This repository contains R functions to evaluate the quality of projections obtained after using dimensionality reduction techniques. A nextjournal notebook is associated to this repository and uses the functions described in this README file to evaluate the quality of a molecular map of lung neuroendocrine tumors produced using the UMAP algorithm.
This function computes the sequence difference (SD) view metric value for a single given sample (i), following the equation 3 described by Martins et al. in 2015. This dissimilarity metric compares the k-neighborhood of a given sample in two different dimensional spaces. The lower is the SD value, the better is the neighborhood preservation.
compute_SD(dist_space1,dist_space2,k)
-
dist_space1: vector containing the distances of sample i to all samples in space1
-
dist_space2: vector containing the distances of sample i to all samples in space2
-
k: number of neighbors considered
A numeric value corresponding to the SD value is returned.

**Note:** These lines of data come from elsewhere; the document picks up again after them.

PR #938, opened 2019-04-22
Add alternative slf4j-android library.

boaks:
Optional support for android app development.
Use complied in configuration and prints all log messages by default.


boaks:
Without the new android app, this PR doesn't make too much sense.

PR #939, opened 2019-04-22
Fix javadoc of ExecutorsUtil.

boaks:
Replace experimental by workaround.


sbernard31:
LGTM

This function computes the SD metric for all samples included in the dimensionality reduction. The metric is computed to compare one or multiple comparison reduced spaces to a the reference space. The SD values are computed for several k values (number of neighbors to consider).
compute_SD_allSamples(distRef,List_projection,k_values,colnames_res_df, threads=2)
-
distRef: vector containing the distances of sample i to all samples in the reference space
-
List_projection: list of data frames where each data frame contains the coordinates of all samples in each reduced space for which the SD metric needs to be calculated.
-
k_values: vector listing the k values corresponding to the number of neighbors considered
-
colnames_res_df: vector specifying the colnames associated to the computed SD values in the returned data frame. The vector should have the same length as List_projection
- Data frame containing a column with the samples IDs, a column correspoding to the k values, and n colunms containing the SD values, n corresponding to the number of data frames listed in List_projection.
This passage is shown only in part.